Some Part Two review pictures in post two now.

Beamshots will be added there later this evening.

:wave:


EDIT: Four more beamshots posted.


----------



## saabluster (Mar 13, 2009)

Patriot36 said:


> *
> addictedmatt*, could you tell me how to remove the lens. It looks like it just unscrews but I didn't want to force anything. Then I was going ask saabluster today but forgot.
> 
> :thanks:


http://www.candlepowerforums.com/vb...ms/v482/saabluster/th_bezel-1.jpg[/IMG][/URL]




You should always unscrew the bezel with the head face down. That way the lens will not fall out onto the ground. 

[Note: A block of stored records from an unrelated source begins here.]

PR #554, opened 2020-11-04
Migrate CI from Travis to GitHub Actions

fingolfin:
One thing I don't know yet is how to setup Slack notifications into the build system.

UPDATE: one could probably use https://github.com/marketplace/actions/slack-notify-build for that but I won't look into that today.


fingolfin:
OK, doctest's are simply broken in various Julia versions. I'll refrain from trying to fix them all here, and instead move that to a separate PR

PR #556, opened 2020-11-04
Re-enable doctests in CI

fingolfin:
Currently these fail for various reasons, I don't have time to track that down, but didn't want to forget about it.

There are at least two options for us how to run the tests: either we run them along with the rest of the test suite; this way we get most coverage, but the downside is that we need to make sure the doctests pass in all tested Julia versions, which puts an extra maintenance burden on us. Or we could just run the doctests in one config, and make sure it works there. 

I've enabled both variants here, we can later remove the one we don't want.

One issue is that the printing of `Set` instances seems to vary between Julia versions or perhaps even in a single Julia version based on some random seed? (Perhaps @rfourquet knows more).

### DIFF
--- a/.github/workflows/CI.yml
+++ b/.github/workflows/CI.yml
@@ -107,12 +107,9 @@ jobs:
             using Pkg
             Pkg.develop(PackageSpec(path=pwd()))
             Pkg.instantiate()'
-      #- name: Run doctests
-      #  run: |
-      #    julia --project=docs --color=yes -e '
-      #      using Documenter, GAP
-      #      DocMeta.setdocmeta!(GAP, :DocTestSetup, :(using GAP); recursive = true)
-      #      doctest(GAP)'
+      - name: Run doctests
+        run: |
+          julia --project=docs --color=yes test/doctest.jl
       - name: Deploy documentation
         run: julia --project=docs --color=yes docs/make.jl
         env:
--- a/src/constructors.jl
+++ b/src/constructors.jl
@@ -362,7 +362,7 @@ involves only native Julia objects such as integers and strings.
 Dealing with results containing GAP objects will be inefficient.
 
 # Examples
-```jldoctest
+```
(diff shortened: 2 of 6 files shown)


rfourquet:
> One issue is that the printing of Set instances seems to vary between Julia versions

Yes, `hash` is not guaranteed to be stable across Julia minor versions. 

> or perhaps even in a single Julia version based on some random seed?

But I'm pretty sure that no randomness is involved (of course, besides the fact that `objectid` can be used and can look random-ish, but it's not the case here in the failing tests apparently), and normally hash is stable for a given minor version.

fingolfin:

The slight cloudiness of the lenses just have to do with the properties of the plastic. There is very little little difference in efficiency as compared to glass. You will notice that it does not have a discernible color. Some of the optical glass that I have seen is less efficient than the plastic I use even though it did not have any cloudiness because the slight coloring of the glass filters out some of the light. The main thing is it works and it works well.


----------



## seattlite (Mar 13, 2009)

How does it perform against the SF M6?


----------



## Patriot (Mar 13, 2009)

seattlite said:


> How does it perform against the SF M6?




The DEFT would fall well short in the department of overall output...275 lumens compared with 750-ish lumens. From a standpoint of throw though I think the DEFT would beat it out. I can compare them next time I take beamshots this weekend. 





Sabbluster, thank you for the lens removal info! :thumbsup:


----------



## skalomax (Mar 13, 2009)

First beamshots are awesome!


----------



## saabluster (Mar 13, 2009)

Patriot36 said:


> The DEFT would fall well short in the department of overall output...275 lumens compared with 750-ish lumens. From a standpoint of throw though I think the DEFT would beat it out. I can compare them next time I take beamshots this weekend.


The emitter lumens of the DEFT is actually about 330-350.






Patriot36 said:


> Sabbluster, thank you for the lens removal info! :thumbsup:


No problem. I worked that up after one of the other owners couldn't figure out how to get it off. He even tried heating the carbon fiber and tried to use a strap wrench. He thought it separated at the carbon fiber. I guess I should start providing each light with a written set of instructions.


----------



## Patriot (Mar 13, 2009)

saabluster said:


> The emitter lumens of the DEFT is actually about 330-350.





oh, I was just winging some rough out the front lumens  I figured emitter lumens were well over 300 because of the current your sending to it. 



> *Saabluster*
> No problem. I worked that up after one of the other owners couldn't figure out how to get it off. He even tried heating the carbon fiber and tried to use a strap wrench. He thought it separated at the carbon fiber. I guess I should start providing each light with a written set of instructions.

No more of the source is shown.